Yardley Wood is an area of Birmingham, United Kingdom, covering the easternmost quadrant of postcode area B14 (as well as Priory Rd and adjacent streets up to the city boundary), and is located across the wards of Billesley and Highter's Heath in the south of the city.

To the west the area is contiguous with Warstock.
Other nearby settlements include Billesley, Hall Green, Solihull Lodge, Highter's Heath and Kings Heath.

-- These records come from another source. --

PR #683, opened 2024-11-08
Change LU decomposition class to be Doolittle-specific

### LINKED ISSUE #682: Rename LU decomposition
In preparation for bringing in the MOZART algorithm for LU decomposition, rename the existing LU decomposition classes to include Doolittle in the name (which is the name of the currently used algorithm).

**Acceptance Criteria**
- C++, CUDA, and JIT LU decomposition classes are renamed to include the name of the algorithm (Doolittle)
- All current tests pass
- Documentation referring to the current classes are updated

**Ideas**
- Could use class names `DoolittleLuDecomposition`, `CudaDoolittleLuDecomposition`, and `JitDoolittleLuDecomposition`

sjsprecious:
This PR renames the LU decomposition class to `Doolittle`, which is the specific implementation for LU decomposition in MICM.

fix #682


include/micm/jit/solver/jit_solver_builder.hpp
```diff
@@ -17,7 +17,7 @@ namespace micm
   ///
   /// JIT-compiled solvers only work with vector-ordered matrices
   template<class SolverParametersPolicy, std::size_t L = MICM_DEFAULT_VECTOR_SIZE>
-  using JitSolverBuilder = SolverBuilder<
+  using JitSolverBuilder_Doolittle = SolverBuilder<
```
K20shores, line 20:
```suggestion
  using DefaultJITSolverBuilder = SolverBuilder<
```

I prefer this instead of adding doolittle to the name. What do you think?

include/micm/cuda/solver/cuda_solver_builder.hpp
```diff
@@ -21,7 +21,7 @@ namespace micm
   ///
   /// GPU solvers only work with vector-ordered matrices
   template<class SolverParametersPolicy, std::size_t L = MICM_DEFAULT_VECTOR_SIZE>
-  using CudaSolverBuilder = SolverBuilder<
+  using CudaSolverBuilder_Doolittle = SolverBuilder<
```
K20shores, line 24:
```suggestion
  using DefaultCUDASolverBuilder = SolverBuilder<
```
I prefer this instead of adding doolittle to the name. What do you think?

examples/example.cpp
```diff
@@ -47,7 +47,7 @@ int main(const int argc, const char* argv[])
   auto chemical_system = solver_params.system_;
   auto reactions = solver_params.processes_;
 
-  auto solver = CpuSolverBuilder<micm::RosenbrockSolverParameters>(solver_params.parameters_)
+  auto solver = CpuSolverBuilder_DoolittleLU<micm::RosenbrockSolverParameters>(solver_params.parameters_)
```
K20shores, line 50:
```suggestion
  auto solver = DefaultCPUSolverBuilder<micm::RosenbrockSolverParameters>(solver_params.parameters_)
```
I prefer this instead of adding doolittle to the name. What do you think?

K20shores (approved):
I have a preference for only adding doolittle to the LU decomposition class and either leaving the solver builder names alone or renaming them to `Default*`. But I can be convinced either way

include/micm/jit/solver/jit_solver_builder.hpp
sjsprecious: Thanks Kyle. I do not like my current name change to the solver builder either. If I add the `Default` prefix to the solver builder as you suggested, what would be the alternative name when we add the new LU decomposition implementation?

K20shores: If it's faster, maybe `_Fast`? That'll at least indicate that something fancy is going on

sjsprecious: That sounds great. For consistency purpose, is it better to put both `Default` and `Fast` as prefix or suffix?

examples/example.cpp
mattldawson: agreed, or just leave it as `CpuSolverBuilder`. If the MOZART LU algorithm is faster, we'll probably just use that in the examples and tutorials

examples/profile_example.cpp
```diff
@@ -34,7 +34,7 @@ namespace fs = std::filesystem;
 using namespace micm;
 
 template<std::size_t L>
-using VectorBuilder = CpuSolverBuilder<RosenbrockSolverParameters, VectorMatrix<double, L>, SparseMatrix<double, SparseMatrixVectorOrdering<L>>>;
+using VectorBuilder = CpuSolverBuilder_DoolittleLU<RosenbrockSolverParameters, VectorMatrix<double, L>, SparseMatrix<double, SparseMatrixVectorOrdering<L>>>;
```
mattldawson, line 37: same as above

include/micm/jit/solver/jit_solver_builder.hpp
mattldawson: Personally, I would just leave this as `JitSolverBuilder`. If the MOZART algorithm is faster, but someone wants to use the Doolittle algorithm (for some reason), they can just specify all the template parameters for the solver builder themselves

mattldawson (changes requested):
looks good! Just a couple comments related to the alias names

include/micm/jit/solver/jit_solver_builder.hpp
sjsprecious: Thanks @mattldawson . I just revert to the original builder name and we can do what you suggest after we implement the MOZART algorithm.

examples/example.cpp
sjsprecious: As Matt suggested, we may just keep the original name for now.

sjsprecious:
Thanks @mattldawson . I just revert the builder to use its original name as suggested.

mattldawson (approved):
nice!

PR #139, opened 2022-05-03
change font for changing values to mono

vipineth:


src/components/Exchange/ExchangeTVChart.js
```diff
@@ -440,31 +437,35 @@ export default function ExchangeTVChart(props) {
...
-					</div>
-					<div className="ExchangeChart-additional-info">
-						<div className="ExchangeChart-info-label">24h Low</div>
-						<div>
-							{!low && "-"}
-							{low && low.toFixed(2)}
-						</div>
-					</div>
+          <div>
+            <div className="ExchangeChart-main-price font-mono">
```
gkrasulya, line 441: maybe add that font to `.ExchangeChart` class in styles file? at first glance adding `font-mono` to different elements in views looks like a unnecessary duplication

gdev8317, line 441: maybe add that font to .ExchangeChart class in styles file? at first glance adding font-mono to different elements in views looks like a unnecessary duplication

Yardley Wood is remote from the Birmingham suburb of Yardley which is located to the east of the city, although historically (prior to the 1911 Greater Birmingham Act) they were both in Yardley Rural District and hence lay within Worcestershire.

Transport
The area is served by Yardley Wood railway station, despite the station being located just inside the Hall Green (B28 postcode) area, as well as by the following bus routes:

Additionally bus route 76 (Northfield to Solihull) serves the railway station. All these bus services are run by National Express West Midlands who have a large depot in Yardley Wood with over 400 employees.

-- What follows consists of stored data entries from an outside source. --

PR #141, opened 2022-05-09
Referrals refactor

vipineth:
- [x] Break Referrals component into smaller components
- [x] Remove common feature into a separate component 
- [x] Lots of minor improvements


src/views/Referrals/CreateAffiliateCode.js
```diff
@@ -0,0 +1,173 @@
...
+
+  const buttonError = getButtonError();
+
+  function getPrimaryText() {
+    if (buttonError) {
+      return buttonError;
+    }
+
+    if (isProcessing) {
+      return `Creating...`;
```
gdev8317, line 102: let's use `"` quotes by default? and ` only in case we need to use variables

gdev8317: does prettier support such rule?

src/views/Referrals/CreateAffiliateCode.js
```diff
@@ -0,0 +1,173 @@
...
+    }
+    if (takenStatus === "other") {
+      setIsProcessing(false);
+    }
+
+    if (takenStatus === "none" || takenStatus === "other") {
+      const ownerOnOtherNetwork = takenInfo[chainId === ARBITRUM ? "ownerAvax" : "ownerArbitrum"];
+      try {
+        const tx = await handleCreateReferralCode(referralCode);
+        if (typeof callAfterSuccess === "function") {
```
gdev8317, line 132: `callAfterSuccess` should be either undefined or function? i think it better to just check `if (callAfterSuccess) ...`

in case parent function passed callAfterSuccess of incorrect type it's better to throw an error, and parent function code will be fixed

src/views/Referrals/CreateAffiliateCode.js
```diff
@@ -0,0 +1,173 @@
...
+  }
+
+  async function handleSubmit(event) {
+    event.preventDefault();
+    setIsProcessing(true);
+    const { status: takenStatus, info: takenInfo } = await getReferralCodeTakenStatus(account, referralCode, chainId);
+    if (takenStatus === "all" || takenStatus === "current") {
+      setIsProcessing(false);
+    }
+    if (takenStatus === "other") {
```
gdev8317, line 124: it can be rewritten like `if (["all", "current", "other"].includes(takenStatus)) ...`. no need to have 2 separate checks, right?

src/views/Referrals/JoinReferralCode.js
```diff
@@ -0,0 +1,151 @@
...
+    }
+
+    if (isSubmitting) {
+      return "Adding...";
+    }
+    if (debouncedReferralCode === "") {
+      return "Enter Referral Code";
+    }
+    if (isValidating) {
+      return `Checking code...`;
```
gdev8317, line 56: let's replace ` -> " here and couple lines below?

src/views/Referrals/CreateAffiliateCode.js
gdev8317: and inside [JoinReferralCode](https://github.com/gmx-io/gmx-interface/pull/141/files#diff-4d09bd609cef3a6437b9da1f2d741182d917e13b4c104342dd0d771a09b7ac25)

src/views/Referrals/JoinReferralCode.js
```diff
@@ -0,0 +1,151 @@
...
+      return false;
+    }
+    return true;
+  }
+
+  async function handleSubmit(event) {
+    const isEdit = type === "edit";
+    event.preventDefault();
+    setIsSubmitting(true);
+    const referralCodeHex = encodeReferralCode(referralCode);
```
gdev8317, line 81: i guess we discussed that already – i was thinking about moving all encoding/decoding logic to api/referrals so views should not know about it and handle it (in general i want to keep less logic inside our components/views, because sometimes they're becoming too large and complex).
is it difficult to change, what do you think?

src/components/Referrals/AddAffiliateCode.js
```diff
@@ -0,0 +1,170 @@
...
+    setIsProcessing(true);
+    const { status: takenStatus, info: takenInfo } = await getReferralCodeTakenStatus(account, referralCode, chainId);
+    if (["all", "current", "other"].includes(takenStatus)) {
+      setIsProcessing(false);
+    }
+
+    if (takenStatus === "none" || takenStatus === "other") {
+      const ownerOnOtherNetwork = takenInfo[chainId === ARBITRUM ? "ownerAvax" : "ownerArbitrum"];
+      try {
+        const tx = await handleCreateReferralCode(referralCode);
```
gdev8317, line 128: sorry missed that last time, can we move `handleCreateReferralCode` to Api/referrals.js?

gdev8317 (approved):
i think it's okay to merge into `staging`

gdev8317:
@vipineth if you're not going to add some more changes to this PR let's merge it

PR #143, opened 2022-05-16
Leverage trading to usd

vipineth:
---
  - https://app.asana.com/0/0/1202229483086812


gdev8317:
some first thoughts:
1. i guess the main issue is that it's unclear for me that it is a USD value inside "Long" input 
image
2. also we should limit this value to N symbols 
image

PR #144, opened 2022-05-17
Staging

xvi10:


xvi10:
merged https://github.com/gmx-io/gmx-interface/pull/128

xvi10:
merged https://github.com/gmx-io/gmx-interface/pull/142

src/Helpers.js
```diff
@@ -2701,3 +2702,7 @@ export function useDebounce(value, delay) {
   );
   return debouncedValue;
 }
+
+export function isDevelopment() {
+  return !window.location.origin?.includes("gmx.io");
```
gdev8317, line 2707: just curious why using `origin` here instead of `hostname`? both work, origin contains protocol as well

src/components/Exchange/ConfirmationBox.js
```diff
@@ -149,6 +178,10 @@ export default function ConfirmationBox(props) {
   };
 
   const getPrimaryText = () => {
+    if (decreaseOrdersThatWillBeExecuted.length > 0 && !isTriggerWarningAccepted) {
+      return `Accept confirmation of trigger orders`;
+    }
```
gdev8317, line 183: both `getPrimaryText` and `isPrimaryEnabled` use `getError()`. so it should be sufficient to add that check to `getError` func end return error text. so this works for any kind of error

PR #146, opened 2022-05-25
feat: add ecosystem projects

vipineth:


src/views/Ecosystem/Ecosystem.js
```diff
@@ -384,6 +383,38 @@ export default function Ecosystem() {
...
+                  <img src={arbitrumIcon} alt="arbitrumIcon" />
+                  <img src={avalancheIcon} alt="avalancheIcon" />
+                </div>
+              </div>
+              <div className="App-card-divider"></div>
+              <div className="App-card-content">
+                <div className="App-card-row">
+                  <div className="label">Link</div>
+                  <div>
+                    <a href="http://gmx.defisims.com/" target="_blank" rel="noopener noreferrer">
```
gdev8317, line 399: let's use url with http*s*

gdev8317: (and on next line as well)

xvi10:
i think defisims is inside the list already on master

PR #150, opened 2022-05-31
Restyle dashboard

dospore:
Restyle dashboard


gdev8317:
@dospore no worries :)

The Stratford-upon-Avon Canal runs through Yardley Wood (marking the boundary between Billesley and Highter's Heath wards) sitting in a deep cutting where it passes beneath School Road. The canal towpath can be accessed at Yardley Wood Road (bridge no. 5), at a location once known as Happy Valley, and from Priory Fields Nature Reserve (in turn accessed from Priory Road), as well as at High Street, Solihull Lodge (bridge no. 7).

Community
Local schools include Yardley Wood Community Primary School, plus Highters Heath Community School (on the border with Warstock) and Our Lady of Loudes RC Primary School (on the border with Billesley).

Yardley Wood library is located on Highfield Road.

Christ Church, Yardley Wood is the local parish church. There is also a local Baptist Church.

The area includes a Community Centre (adjacent to Highters Heath School) and a Social Club as well as a number of linked areas of natural beauty.